Before creating a table provider, the connector checks permissions via GET /api/2.1/unity-catalog/effective-permissions/table/{catalog.schema.table}. The following privileges grant read access:

  • SELECT
  • ALL_PRIVILEGES / ALL PRIVILEGES
  • OWNER / OWNERSHIP

Behavior:

  • Discovery: Tables without read permission are skipped.
  • Direct reference: An InsufficientPermissions error is returned.
  • Foreign tables: The precheck is skipped (requires_read_permission_validation = false) because Lakehouse Federation access can be valid when the UC effective-permissions endpoint does not report a table-level privilege. Access is still enforced by Databricks at query time.
  • Graceful degradation: If the UC API is unreachable or returns an error for the permissions endpoint, discovery proceeds with a warning — table providers are still created, and any per-query authorization failures surface at query time.

Capacity & Sizing​

  • Initial discovery: Scales with the number of schemas × tables. Bounded concurrency caps throughput; plan 5–30 minutes for catalogs with thousands of tables on a cold start.
  • Refresh: Catalog refresh re-enumerates schemas and tables at the configured interval. For very large catalogs, refresh less frequently (every few hours) unless schemas change rapidly.
  • Permission-check cost: One API call per table. The buffer of 5 caps concurrency.

Metrics​

The Unity Catalog connector does not currently register UC-specific OpenTelemetry metric instruments. When used via the Databricks connector, the shared SQL Warehouse and UC spans produce task-history records that can be aggregated for operational insight.

Monitor via:

  • Spice query execution metrics (query_duration_ms, query_processed_rows) from runtime.metrics.
  • Task-history spans listed below.
  • Databricks / UC workspace audit logs for API-level visibility.

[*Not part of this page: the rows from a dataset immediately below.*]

Issue #131, opened 2018-11-13
Use a threshold for prediction for pairs


wdevazelhes:
A pairs predictor should be able to predict a binary result when given a pair, like a classifier, when we would call the `predict` function. This could be done by using a threshold and comparing the score of similarity for the pair to this threshold.

TODO: 
Also: 
- [ ] replace `score_pairs` by a better name like `compute_distances` (see comment https://github.com/metric-learn/metric-learn/pull/152#issuecomment-453554793)

bellet:
This threshold could be tuned (e.g. on the training set) so as to achieve a given level of precision

wdevazelhes:
1/ There's this recent PR in scikit-learn that is related: https://github.com/scikit-learn/scikit-learn/pull/10117

They use a meta-estimator taking as an argument the estimator we want to threshold. It seems to be pretty close to what we want to do, allowing to specify a precision level etc, allowing not to refit the model if needed...

However it does not have an option for setting a threshold for just optimizing the accuracy. They indeed wouldn't need it if all binary classifiers in scikit-learn optimized for a cost function that gave the higher accuracy when setting the threshold to 0.5 (which would mean that accuracy is the high-level metric optimized by default). I think this is the case for probabilistic classifiers, but I don't know if it is true for others...

I'll try to investigate that but maybe you already know the answer ? 

Because if we find a case in scikit-learn where we want to choose a threshold to optimize for accuracy then we could say it in the PR to add it there. But otherwise I think we would need to implement it in metric-learn.

What is more, maybe it would be good to have this (the accuracy maximizing thresholding) by default in pairs metric learners so that they directly have a predict function and we don't need a meta-estimator to have it ? But then for more sophisticated selections (like with precision, etc) they would use the scikit-learn metaestimator which should be compatible ? 



2/ Also related, there's this class (from the module sklearn.calibration) that allows to calibrate the predictions. It provides a  good `predict_proba` to estimators that don't have it or have a bad one (I don't think we need to put it in the code but maybe just say in the docs we can use this):

https://scikit-learn.org/stable/modules/generated/sklearn.calibration.CalibratedClassifierCV.html#sklearn.calibration.CalibratedClassifierCV

The only problem is I could only use it using a preprocessor. Indeed at fit time they have a check_array that doesn't accept 3D arrays.. I guess I could file an issue in scikit-learn about that, because it's a bit weird since GridSearchCV for instance doesn't do that and is still a metaestimator.

[...]

PR #152, opened 2019-01-09
[MRG] Refactor the metric() method 

### LINKED ISSUE #147: Output of metric() method
#### Description
Currently the `metric()` method of `MahalanobisMixin` returns the PSD matrix `self.transformer_.T.dot(self.transformer_)`.

I am not sure when this is really useful in practice?Shouldn't we rather return the metric function itself as a callable, or better a [`DistanceMetric`](https://scikit-learn.org/stable/modules/generated/sklearn.neighbors.DistanceMetric.html) that can be plugged easily into some sklearn estimators? This seems more useful.

Defined this way, `metric()` could be an abstract method of `BaseMetricLearner` (since every metric learner should be based on some kind of metric).

wdevazelhes:
Fixes #147 

TODO: 
- [x] Add some tests
- [x] Add references to the right parts of documentation (like `Mahalanobis Distances`) in the docstrings (if possible)
- [x] Emphasize a bit more the difference and links between this and `score_pairs` in the docstring
- [x] Be careful that it should work on 1D arrays  
- [x] Be careful that it should not return a float if given 2D arrays
- [x] Remove useless `np.atleast2d` (those in `transformer_from_metric` and those just before returning the `transformer_`)


wdevazelhes:
Maybe this PR would be the occasion for changing `score_pairs` into some more expressive name ? 
What do you think ? `compute_distances` maybe ?

metric_learn/base_metric.py
```diff
@@ -178,8 +214,57 @@ def transform(self, X):
...
+        The first point involved in the distances computation.
+      v : array-like, shape=(n_features,)
+        The second point involved in the distances computation.
+      Returns
+      -------
+      distance: float
+        The distance between u and v according to the new metric.
+      """
+      u = _validate_vector(u)
+      v = _validate_vector(v)
```
wdevazelhes: Here I use scipy's _validate_vector function (used in functions like `scipy.spatial.distance.euclidean`), to more easily mimic scipy's distances behaviour (regarding 1D arrays etc). But I see the underscore at the beginning, which would mean that this function is private. Does it mean I am not supposed to use it ?

wdevazelhes:
I guess if you agree with my comments this PR is ready to merge

metric_learn/base_metric.py
```diff
@@ -177,8 +214,57 @@ def transform(self, X):
                              accept_sparse=True)
     return X_checked.dot(self.transformer_.T)
 
-  def metric(self):
```
perimosocordiae: Maybe we should keep this for now but mark it as deprecated, and point to the new `get_mahalanobis_matrix()` method.

bellet:
> Maybe this PR would be the occasion for changing `score_pairs` into some more expressive name ?
> What do you think ? `compute_distances` maybe ?

I think #131 is probably more the place

test/test_mahalanobis_mixin.py
```diff
@@ -167,3 +167,47 @@ def test_embed_is_linear(estimator, build_dataset):
...
+  rng = np.random.RandomState(42)
+  input_data, labels, _, X = build_dataset()
+  model = clone(estimator)
+  set_random_state(model)
+  model.fit(input_data, labels)
+  metric = model.get_metric()
+  n_features = X.shape[1]
+  a, b = (rng.randn(n_features), rng.randn(n_features))
+  euc_dist = euclidean(model.transform(a[None]), model.transform(b[None]))
+  assert (euc_dist - metric(a, b)) / euc_dist < 1e-15
```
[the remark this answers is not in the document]
bellet: Or you could use `assert_almost_equal` with a custom tolerance. `1e-15` may be a bit brittle?

metric_learn/base_metric.py
```diff
@@ -85,6 +94,24 @@ def _prepare_inputs(self, X, y=None, type_of_inputs='classic',
                        tuple_size=getattr(self, '_tuple_size', None),
                        **kwargs)
 
+  @abstractmethod
+  def get_metric(self):
+    """Returns a function that returns the learned metric between two points.
```
bellet: Returns a function that takes as input two 1D arrays and outputs the learned metric score on these two points?

metric_learn/base_metric.py
```diff
@@ -85,6 +94,24 @@ def _prepare_inputs(self, X, y=None, type_of_inputs='classic',
...
+    This function will be independent from the metric learner that learned it
+    (it will not be modified if the initial metric learner is modified).
```
bellet: maybe add that the returned function can be directly plugged into the `metric` argument of sklearn's estimators

metric_learn/base_metric.py
```diff
@@ -85,6 +94,24 @@ def _prepare_inputs(self, X, y=None, type_of_inputs='classic',
...
+
+    Returns
+    -------
+    metric_fun : function
+      The function described above.
+
+    See Also
+    --------
+    score_pairs : a method that returns the metric between several pairs of
```
bellet: the metric score

metric_learn/base_metric.py
```diff
@@ -34,6 +36,13 @@ def score_pairs(self, pairs):
     -------
     scores: `numpy.ndarray` of shape=(n_pairs,)
       The score of every pair.
+
+    See Also
+    --------
+    get_metric : a method that returns a function to compute the metric between
+      two points. The difference is that it works on two 1D arrays and cannot
```
bellet: The difference with score_pairs

metric_learn/base_metric.py
```diff
@@ -85,6 +94,24 @@ def _prepare_inputs(self, X, y=None, type_of_inputs='classic',
...
+
+    Returns
+    -------
+    metric_fun : function
+      The function described above.
+
+    See Also
+    --------
+    score_pairs : a method that returns the metric between several pairs of
+      points. But this is a method of the metric learner and therefore can
```
bellet: -But +Unlike get_metric

metric_learn/base_metric.py
```diff
@@ -146,6 +173,16 @@ def score_pairs(self, pairs):
     -------
     scores: `numpy.ndarray` of shape=(n_pairs,)
       The learned Mahalanobis distance for every pair.
+
+    See Also
+    --------
+    get_metric : a method that returns a function to compute the metric between
```
bellet: same updates as above

metric_learn/base_metric.py
```diff
@@ -177,8 +214,57 @@ def transform(self, X):
...
+    (it will not be modified if the initial metric learner is modified).
+
+    Returns
+    -------
+    metric_fun : function
+      The function described above.
+
+    See Also
+    --------
+    score_pairs : a method that returns the metric between several pairs of
```

metric_learn/base_metric.py
```diff
@@ -177,8 +214,57 @@ def transform(self, X):
...
+    transformer_T = self.transformer_.T.copy()
+
+    def metric_fun(u, v):
+      """This function computes the metric between u and v, according to the
+      previously learned metric.
+
+      Parameters
+      ----------
+      u : array-like, shape=(n_features,)
+        The first point involved in the distances computation.
```
bellet: distance

metric_learn/base_metric.py
```diff
@@ -177,8 +214,57 @@ def transform(self, X):
...
+      v : array-like, shape=(n_features,)
+        The second point involved in the distances computation.
```
bellet: distance

test/test_mahalanobis_mixin.py
```diff
@@ -167,3 +167,47 @@ def test_embed_is_linear(estimator, build_dataset):
...
+  set_random_state(model)
+  model.fit(input_data, labels)
+  metric = model.get_metric()
+
+  n_features = X.shape[1]
+  a, b, c = (rng.randn(n_features) for _ in range(3))
+  assert metric(a, b) >= 0  # positivity
+  assert metric(a, b) == metric(b, a)  # symmetry
+  # one side of identity indiscernables: x == y => d(x, y) == 0. The other
+  # side is not always true for Mahalanobis distances.
```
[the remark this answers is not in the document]
bellet: Mahalanobis distances are only a "pseudo" metric because they do not satisfy the "identity of indiscernables": `metric(x, y)` can be `0` even if `x != y`

test/test_mahalanobis_mixin.py
```diff
@@ -167,3 +167,47 @@ def test_embed_is_linear(estimator, build_dataset):
...
+  """
+  rng = np.random.RandomState(42)
+  input_data, labels, _, X = build_dataset()
+  model = clone(estimator)
+  set_random_state(model)
+  model.fit(input_data, labels)
+  metric = model.get_metric()
+
+  n_features = X.shape[1]
+  a, b, c = (rng.randn(n_features) for _ in range(3))
```
bellet: perhaps it would be more convincing to test that these are true on a set of random triplets (a, b, c), instead of a single one

test/test_mahalanobis_mixin.py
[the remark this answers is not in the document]
wdevazelhes: Yes I agree it's better to use a built-in function. I just saw that `assert_almost_equal` gives an absolute error whereas `numpy.testing.assert_allclose` gives a relative error, I guess it's even better to put a relative one in this case ? For the 1e-15, I agree, it's just that I was thinking this way, if we change our implementation and the precision worsens for one reason or another, we could notice it with this test (and it could help solve bugs elsewhere for instance)

metric_learn/base_metric.py
wdevazelhes: Understood, I'll replace it by something else

wdevazelhes:
> It would be better to avoid using private function since it may get removed without any prior notices. Perhaps look into `_validate_vector`'s implementation to see if you can implement it using scipy's exposed APIs or utility functions.

Yes, indeed, I'll look at this

metric_learn/base_metric.py
wdevazelhes: Yes, I agree, I forgot about that

metric_learn/base_metric.py
wdevazelhes: Agreed it's clearer indeed

metric_learn/base_metric.py
wdevazelhes: Agreed, will do

metric_learn/base_metric.py
wdevazelhes: Agreed, will do

metric_learn/base_metric.py
wdevazelhes: Agreed, will do

metric_learn/base_metric.py
wdevazelhes: Agreed, will do

metric_learn/base_metric.py
wdevazelhes: yes, will do

metric_learn/base_metric.py
wdevazelhes: Thanks, will do

metric_learn/base_metric.py
wdevazelhes: will do

test/test_mahalanobis_mixin.py
wdevazelhes: Yes I agree, will do

test/test_mahalanobis_mixin.py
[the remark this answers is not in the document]
wdevazelhes: Yes, `x == y => d(x, y) == 0` but `d(x, y) == 0 !=> x == y`

wdevazelhes:
I adressed all comments. I just need to remove the metric_plotting that I included by mistake and we should be good to merge

wdevazelhes:
It should be good to merge now, as soon as tests pass

wdevazelhes:
I just realized I could have used the help of `scipy.spatial.distance.mahalanobis`. This would do the trick of checking the array without needing to duplicate scipy's code and tests !
I'll update the PR

test/test_mahalanobis_mixin.py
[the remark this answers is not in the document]
bellet: yes relative error is probably better

wdevazelhes:
Here is a little snippet comparing performances of different functions we could have, as suggested by @bellet : 

```python
In [9]: import numpy as np 
   ...: from metric_learn._util import validate_vector 
   ...: from scipy.spatial.distance import euclidean, mahalanobis 
   ...: from functools import partial 
   ...:  
   ...: a, b = np.random.randn(100), np.random.randn(100) 
   ...: M = np.random.randn(100, 100) 
   ...: L = np.random.randn(100, 3) 
   ...:  
   ...: def metric_fun_1(u, v): 
   ...:     # current implem 
   ...:     u = validate_vector(u) 
   ...:     v = validate_vector(v) 
   ...:     return euclidean(u.dot(L), v.dot(L)) 
   ...:  
   ...: def metric_fun_2(u, v): 
   ...:     # implem with replicated code from distance.mahalanobis 
   ...:     u = validate_vector(u) 
   ...:     v = validate_vector(v) 
   ...:     VI = np.atleast_2d(M) 
   ...:     delta = u - v 
   ...:     m = np.dot(np.dot(delta, VI), delta) 
   ...:     return np.sqrt(m) 
   ...:  
   ...: def metric_fun_3(u, v): 
   ...:     # implem calling mahalanobis distance 
   ...:     return mahalanobis(u, v, VI=M) 
   ...:  
   ...: metric_fun_4 = lambda u, v: mahalanobis(u, v, VI=M)  
   ...:  
   ...: metric_fun_5 = partial(mahalanobis, VI=M) 
   ...:  
   ...: def metric_fun_6(u, v): 
   ...:     # current implem 
   ...:     u = validate_vector(u) 
   ...:     v = validate_vector(v) 
   ...:     transformed_diff = (u - v).dot(L) 
   ...:     return transformed_diff.dot(transformed_diff.T) 
   ...:  
   ...: %timeit metric_fun_1(a, b) 
   ...: %timeit metric_fun_2(a, b) 
   ...: %timeit metric_fun_3(a, b) 
   ...: %timeit metric_fun_4(a, b) 
   ...: %timeit metric_fun_5(a, b) 
   ...: %timeit metric_fun_6(a, b)                                                                                                                                                                                  
18.3 µs ± 91.5 ns per loop (mean ± std. dev. of 7 runs, 100000 loops each)
/home/will/anaconda3/envs/standard/bin/ipython:23: RuntimeWarning: invalid value encountered in sqrt
15.9 µs ± 1.68 µs per loop (mean ± std. dev. of 7 runs, 100000 loops each)
/home/will/anaconda3/envs/standard/lib/python3.7/site-packages/scipy/spatial/distance.py:1066: RuntimeWarning: invalid value encountered in sqrt
  return np.sqrt(m)
15.6 µs ± 548 ns per loop (mean ± std. dev. of 7 runs, 100000 loops each)
16.5 µs ± 1.02 µs per loop (mean ± std. dev. of 7 runs, 100000 loops each)
15.8 µs ± 427 ns per loop (mean ± std. dev. of 7 runs, 100000 loops each)
5.73 µs ± 231 ns per loop (mean ± std. dev. of 7 runs, 100000 loops each)
```

Note that I chose an L with a very small dimension to see if it could improve performance. What appears above is that:
- metric_func_1 is not so performant, even with the low rank of L. We could try see why (maybe because we transform the two vectors separately, and then there are a lot of checks done in euclidean ?)
- using Mahalanobis is quite performant compared to metric_func_1
- different methods for building the function (function, lambda, partial etc), at first sight does not seem to change the performance a lot
- the last computation is the most performant in this case: this can be explained by the following: 
  - `(u-v) L L^T (u - v)^T` has `k * nf + k` operations (with L of shape (nf, k))
  - `(u-v) M (u-v)^T` has `nf**2 + nf` operations (nf: n_features)
  - this would mean that since k is always less than nf, this last function would always be better
  - plus maybe also the fact that here we don't check atleast2D(L)

At first sight it seems that we should therefore go for the last function in the end ? What do you think ?

perimosocordiae:
Sure, I'm happy to keep our current implementation. Maybe with a comment saying it's equivalent to `mahalanobis(u, v, VI=M) `.

wdevazelhes:
Here is another benchmark. Note that in `metric_fun_2` I remove the `np.atleast2D` of L (which could be done outside the function returned so it is better like this). I also put smaller matrices to see more the effects of the different ways to build functions and I give L and M the same size (to check what would happen). What this benchmark shows is that indeed it is a bit faster not to do `np.atleast2D`, and that in the end the different ways to build functions still do not matter a lot. But there's something I don't understand is why `metric_fun_6` is faster than `metric_fun_2`: they should have the same number of operations... Or did I miss something ? 

```python
In [13]: import numpy as np 
    ...: from metric_learn._util import validate_vector 
    ...: from scipy.spatial.distance import euclidean, mahalanobis 
    ...: from functools import partial 
    ...:  
    ...: a, b = np.random.randn(4), np.random.randn(4) 
    ...: M = np.random.randn(4, 4) 
    ...: L = np.random.randn(4, 4) 
    ...:  
    ...: def metric_fun_1(u, v): 
    ...:     # current implem 
    ...:     u = validate_vector(u) 
    ...:     v = validate_vector(v) 
    ...:     return euclidean(u.dot(L), v.dot(L)) 
    ...:  
    ...: def metric_fun_2(u, v): 
    ...:     # implem with replicated code from distance.mahalanobis 
    ...:     u = validate_vector(u) 
    ...:     v = validate_vector(v) 
    ...:     delta = u - v 
    ...:     m = np.dot(np.dot(delta, M), delta) 
    ...:     return np.sqrt(m) 
    ...:  
    ...: def metric_fun_3(u, v): 
    ...:     # implem calling mahalanobis distance 
    ...:     return mahalanobis(u, v, VI=M) 
    ...:  
    ...: metric_fun_4 = lambda u, v: mahalanobis(u, v, VI=M)  
    ...:  
    ...: metric_fun_5 = partial(mahalanobis, VI=M) 
    ...:  
    ...: def metric_fun_6(u, v): 
    ...:     # current implem 
    ...:     u = validate_vector(u) 
    ...:     v = validate_vector(v) 
    ...:     transformed_diff = (u - v).dot(L) 
    ...:     return transformed_diff.dot(transformed_diff.T) 
    ...:  
    ...: %timeit metric_fun_1(a, b) 
    ...: %timeit metric_fun_2(a, b) 
    ...: %timeit metric_fun_3(a, b) 
    ...: %timeit metric_fun_4(a, b) 
    ...: %timeit metric_fun_5(a, b) 
    ...: %timeit metric_fun_6(a, b)                                                                                                                                                                                 
16.7 µs ± 74.9 ns per loop (mean ± std. dev. of 7 runs, 100000 loops each)
6.44 µs ± 31.1 ns per loop (mean ± std. dev. of 7 runs, 100000 loops each)
7.38 µs ± 21.6 ns per loop (mean ± std. dev. of 7 runs, 100000 loops each)
7.4 µs ± 14.1 ns per loop (mean ± std. dev. of 7 runs, 100000 loops each)
7.25 µs ± 16.4 ns per loop (mean ± std. dev. of 7 runs, 100000 loops each)
4.89 µs ± 2.71 ns per loop (mean ± std. dev. of 7 runs, 100000 loops each)
```

wdevazelhes:
> Sure, I'm happy to keep our current implementation. Maybe with a comment saying it's equivalent to `mahalanobis(u, v, VI=M) `.

What do you mean by our current implementation ? `metric_func_1` ? Tests seem to show that we should do `metric_func_6`
Sure, I agree, we should put this in comment, and also maybe use this function in the tests, it'll be clearer

wdevazelhes:
This made me realize that taking the square root can be quite expensive, so I think it could be cool to have an option like "squared=True/False" ? Maybe in a next PR ?

bellet:
We should go for `metric_fun_6`: it is faster than `metric_fun_2` when `L` is rectangular, and the same when `L` is square (same size as `M`). Note: you have put a comment "current implem" for `metric_fun_6`, hence @perimosocordiae 's comment I think ;-)

I agree that having an option for squaring is useful - in many cases one does not care about the square root and it makes distance computations faster. I think you should add it now

bellet:
> Sure, I agree, we should put this in comment, and also maybe use this function in the tests, it'll all be clearer
What do you mean use it in the tests? We should definitely test our actual method
Putting in the comments that it is equivalent to the call to Mahalanobis but sometimes faster is enough

metric_learn/base_metric.py
```diff
@@ -177,9 +240,87 @@ def transform(self, X):
...
+      v = validate_vector(v)
+      return euclidean(u.dot(transformer_T), v.dot(transformer_T))
+    return metric_fun
+
   def metric(self):
+    # TODO: remove this method in version 0.6.0
+    warnings.warn(("`metric` is deprecated since version 0.5.0 and will be "
+                   "removed in 0.6.0. Use `get_mahalanobis_matrix` instead."),
+                  DeprecationWarning)
     return self.transformer_.T.dot(self.transformer_)
```
perimosocordiae: Might as well call `self.get_mahalanobis_matrix()` here.

metric_learn/base_metric.py
```diff
@@ -177,9 +240,87 @@ def transform(self, X):
...
 
+  def get_mahalanobis_matrix(self):
+    """Returns a copy of the Mahalanobis matrix learned by the metric learner.
+
+    Returns
+    -------
+    M : `numpy.ndarray`, shape=(n_components, n_features)
+      The copy of the learned Mahalanobis matrix.
+    """
+    return self.transformer_.T.dot(self.transformer_).copy()
```
perimosocordiae: There's no need for a `.copy()` here, as the result of the dot product is a new array.

metric_learn/base_metric.py
```diff
@@ -177,9 +240,87 @@ def transform(self, X):
                              accept_sparse=True)
     return X_checked.dot(self.transformer_.T)
 
+  def get_metric(self):
+    """Returns a function that takes as input two 1D arrays and outputs the
```
perimosocordiae: It would be nice to only write this docstring once. Unfortunately Python doesn't do inherited docstrings, so we have to assign it manually:

```
def get_metric(self):
  transformer_T = ...  # code here as usual

get_metric.__doc__ = BaseMetricLearner.get_metric.__doc__
```

wdevazelhes:
>  Note: you have put a comment "current implem" for `metric_fun_6`, hence @perimosocordiae 's comment I think ;-)

Oh yes indeed, thanks, I corrected the snippet

wdevazelhes:
> What do you mean use it in the tests? We should definitely test our actual method

I agree, I just meant we could replace this test: 

```python
@pytest.mark.parametrize('estimator, build_dataset', metric_learners,
                         ids=ids_metric_learners)
def test_get_metric_equivalent_to_transform_and_euclidean(estimator,
                                                          build_dataset):
  """Tests that the get_metric method of mahalanobis metric learners is the
  euclidean distance in the transformed space
  """
  rng = np.random.RandomState(42)
  input_data, labels, _, X = build_dataset()
  model = clone(estimator)
  set_random_state(model)
  model.fit(input_data, labels)
  metric = model.get_metric()
  n_features = X.shape[1]
  a, b = (rng.randn(n_features), rng.randn(n_features))
  euc_dist = euclidean(model.transform(a[None]), model.transform(b[None]))
  assert_allclose(metric(a, b), euc_dist, rtol=1e-15)
```

By something like this:

```python
@pytest.mark.parametrize('estimator, build_dataset', metric_learners,
                         ids=ids_metric_learners)
def test_get_metric_equivalent_to_explicit_mahalanobis(estimator,
                                                       build_dataset):
  """Tests that using the get_metric method of mahalanobis metric learners is 
  equivalent to explicitely calling scipy's mahalanobis metric
  """
  rng = np.random.RandomState(42)
  input_data, labels, _, X = build_dataset()
  model = clone(estimator)
  set_random_state(model)
  model.fit(input_data, labels)
  metric = model.get_metric()
  n_features = X.shape[1]
  a, b = (rng.randn(n_features), rng.randn(n_features))
  expected_dist = mahalanobis(a[None], b[None],
                              VI=model.get_mahalanobis_matrix())
  assert_allclose(metric(a, b), expected_dist, rtol=1e-15)
```

The test would even show more explicitely what the get_metric function does 
But it's not very important

wdevazelhes:
> I agree that having an option for squaring is useful - in many cases one does not care about the square root and it makes distance computations faster. I think you should add it now

I agree, let's do it while we're at it :)

metric_learn/base_metric.py
wdevazelhes: That's right, thanks

metric_learn/base_metric.py
wdevazelhes: That's right thanks, I don't know why I left the copy there...

metric_learn/base_metric.py
wdevazelhes: Cool thanks ! I always wondered how to avoid copying docstrings

wdevazelhes:
I just added the squared option, and addressed all the comments, so I think as soon as it is green we should be good to go

wdevazelhes:
I just added a commit that should fix the previous error, which does the following: 

- ensure that the transformer_ fitted is always 2D:
  - in the result returned from transformer_from_metric
  - in the code of metric learners, for metric learners that don't call transformer_from_metric
- for metric learners that cannot work on 1 feature, ensure it when checking the input
- add a test to check this behaviour

wdevazelhes:
> I am not sure I follow. I think a transformer should always be 2D. Even assuming the data is 1D, I would want the shape to be `(1, 1)` for consistency

Yes, that's the case: even without forcing with `np.atleast2d` as I did in my previous commit, they in fact passed the test checking that with scalar inputs, the data should be of shape (1, 1) (I checked it by going back to an old commit and copy-pasting this test)

wdevazelhes:
> I also do not see why algorithms wouldn't work on data with a single feature? (it is useless, sure, but should probably work)

I agree, `SDML` and `RCA` returned an error because they called respectively `pinvh` and `_inv_sqrtm` on a non 2d array. I'll fix them by calling `np.atleast2d` on the arguments of these methods, that's better than forbidding that the input be scalar...

bellet:
> I agree, `SDML` and `RCA` returned an error because they called respectively `pinvh` and `_inv_sqrtm` on a non 2d array. I'll fix them by calling `np.atleast2d` on the arguments of these methods, that's better than forbidding that the input be scalar...

Why was the input scalar then? I think we have many tests to make sure the input data has the right shape. So even with only 1 feature, we should always be working with 2D arrays. Am I missing something?

wdevazelhes:
I just removed the useless `np.atleast2d` (see comments https://github.com/metric-learn/metric-learn/pull/152#issuecomment-457125468 and https://github.com/metric-learn/metric-learn/pull/152#issuecomment-458179822), so I think we should be good to go

wdevazelhes:
Ah yes, I forgot about the docs, I udpated the commented part not to forget to add it when in other PRs I'll update the doc.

See Component Metrics for general configuration.

Task History​

Unity Catalog operations emit the following task history spans:

SpanInputDescription
uc_get_tableFully-qualified table nameFetch table metadata from Unity Catalog.
uc_get_catalogCatalog IDFetch catalog metadata.
uc_list_schemasCatalog IDList schemas in a catalog.
uc_list_tablescatalog_id.schema_nameList tables in a schema.
uc_get_effective_permissionsFully-qualified table nameCheck effective permissions for a table.

Known Limitations​

  • VIEW and STREAMING_TABLE are skipped: Only queryable table types are exposed.
  • No UC write-back: The connector is read-only; writes to UC are not supported through Spice.
  • HTTP retry/concurrency parameters not exposed: The resilient-HTTP defaults (3 retries, fibonacci backoff, concurrency 5) are not currently user-tunable on the UC connector.
  • Graceful degradation on permission-endpoint failures: If UC effective-permissions is unreachable, Spice proceeds; authorization errors surface at query time rather than discovery time.

Troubleshooting​

SymptomLikely causeResolution
401 Unauthorized on catalog listMissing, expired, or wrong-workspace token.Regenerate token in UC / Databricks; update secret store.
Table visible in UC but missing from the Spice catalogTable type is VIEW / STREAMING_TABLE or permissions were denied.Confirm table type is supported and that the principal has SELECT (or equivalent).
InsufficientPermissions on direct table referenceRole lacks read privilege on the table.Grant SELECT on the table in UC.
Slow catalog discovery on thousands of tablesBounded concurrency + permission checks per table.Expected behavior; schedule discovery during low-traffic windows and cache via accelerated datasets.
Tables from a Lakehouse Federation source missingFOREIGN precheck passed but Databricks denied at query time.Verify the Databricks workspace has federation privileges granted to the principal.